Convective Lengthscale in Planetary Cores

TL;DR

This paper investigates the convective lengthscale in planetary cores, revealing it is determined by flow velocity and rotation, with implications for magnetic field generation and core dynamics modeling.

Contribution

It demonstrates that in rapidly-rotating turbulent regimes, the convective lengthscale is independent of viscosity and approximately 30 km for Earth's core, challenging previous assumptions.

Findings

Convective lengthscale is about 30 km in Earth's core.

Small-scale motions below 30 km are very weak.

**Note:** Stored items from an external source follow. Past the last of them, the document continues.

Issue #575, opened 2024-08-20
Delegate full granule query to earthaccess, keep smart subsetting logic in icepyx


weiji14:
To reduce the confusion of ICESat-2 users in choosing whether to use `icepyx` or [`earthaccess`](https://github.com/nsidc/earthaccess) to search for ATLAS products, this issue attempts to discuss a path forward to have proper separation of concerns in both libraries. Talking to @JessicaS11 and others at the 2024 UW Hackweek, we propose to change the 'search' workflow to:

1. For 80% of the users who wants an easy entrpoint -> Delegate full granule search and download to [`earthaccess`](https://github.com/nsidc/earthaccess). Specifically use `earthaccess` to return the Granule IDs from the NSDIC DAAC, and connect/open to that (ideally cloud-hosted) dataset via `fsspec`.
2. For 20% of the users who want to do more advanced search -> Use `earthaccess` to look for the Granule IDs, and `icepyx` (as a plugin/extension) handles the smart `open_subset` logic.
  - a) Transition phase `icepyx=v1.x` - Have the variable subsetting logic remain in `icepyx` only, without integration into `earthaccess`. Users use this interface with a mix of `earthaccess` and `icepyx`
  - b) Breaking phase `icepyx=v2.x` - Allow users to install `icepyx` as an extension of `earthaccess`. Users will interface directly using `earthaccess` <link to relevant earthaccess issue here>.

Taking a stab this week as part of https://github.com/ICESAT-2HackWeek/icepyx/issues/5

mfisher87:
:100:

weiji14:
Implementation-wise, I'm gonna try to increase code coverage on `query.py` and `granules.py` in #581 first, and then refactor `ipx.Query`'s internal logic to use `earthaccess`'s functions/methods to get the granule list. Intent is to try to retain backwards compatibility as much as possible in icepyx=1.x, and then make any breaking changes in icepyx=2.x.

Issue #530, opened 2024-07-03
transition to Harmony API from on-prem EGI


JessicaS11:
NSIDC on-premises subsetting services for ICESat-2 data are currently handled by the EGI system. This system is being sunset in favor of the Harmony subsetter. The timeline for this transition is summer into fall 2024, with the goal to turn off EGI by the end of 2024. icepyx currently submits user data orders to EGI and must therefore be transitioned to use Harmony as well. (On a side note, we also aim to use this transition to set ourselves up for future improved integrations with [earthaccess]() and [SlideRule]() as part of our collective broader efforts to streamline the user experience and the way these tools interact).

Some key notes on how this transition will impact subsetting of ICESat-2 data and icepyx:
- the two-step "search + filter" followed by "order + download with subsetting" workflow will remain unchanged
- the search and filter step to identify granules of interest will still use CMR*
- temporal and spatial subsetting will be available for [data product Levels](https://nsidc.org/data/icesat-2/products) 2-3a; Level 3b data (ATL11, >=ATL14) will have no subsetting options available
- variable subsetting will no longer be available.

*Harmony filters using CMR, so we could combine this into one step, but we still think the [search, find services, order/download workflow is best](https://github.com/nsidc/earthaccess/discussions/611#discussioncomment-9875046)

This parent issue aims to track specific issues required for icepyx to transition to Harmony:

PR #611, opened 2024-09-16
release v1.3.0

JessicaS11:
This is anticipated to be the last release in v1 of icepyx.

NSIDC (the NASA DAAC that hosts ICESat-2 data) is transitioning their API endpoint from the on-premises EGI system to the cloud-based Harmony services. icepyx is being updated to access these new services; the only change users will experience concerns services that are no longer available (e.g. reformatting). (#530)

The developers plan to use this version change to implement additional breaking changes concerning the Query module, transitioning it's functionality to use the earthaccess library instead. (#575)

Find more details on all these changes, including their progress, on GitHub issues and discussions.


mfisher87 (approved):
Looks good to me!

Implications for dynamo action and magnetic reversals.

Abstract

Convection is a fundamental physical process in the fluid cores of planets because it is the primary transport mechanism for heat and chemical species and the primary energy source for planetary magnetic fields. Key properties of convection, such as the characteristic flow velocity and lengthscale, are poorly quantified in planetary cores due to their strong dependence on planetary rotation, buoyancy driving and magnetic fields, which are all difficult to model under realistic conditions. In the absence of strong magnetic fields, the core convective flows are expected to be in a regime of rapidly-rotating turbulence, which remains largely unexplored to date. Here we use a combination of numerical models designed to explore this low-viscosity regime to show that the convective lengthscale becomes independent of the viscosity and is entirely determined by the flow velocity and planetary rotation. For the Earth's core, we find that the characteristic con-vective lengthscale is approximately 30km and below this scale, motions are very weak. The 30-km cutoff scale rules out small-scale dynamo action and supports large-eddy simulations of core dynamics. Furthermore, it implies that our understanding of magnetic reversals from numerical geodynamo models does not relate to the Earth, because they require too intense flows. Our results also indicate that the liquid core of the Moon might still be in an active convective state despite the absence of a present-day dynamo.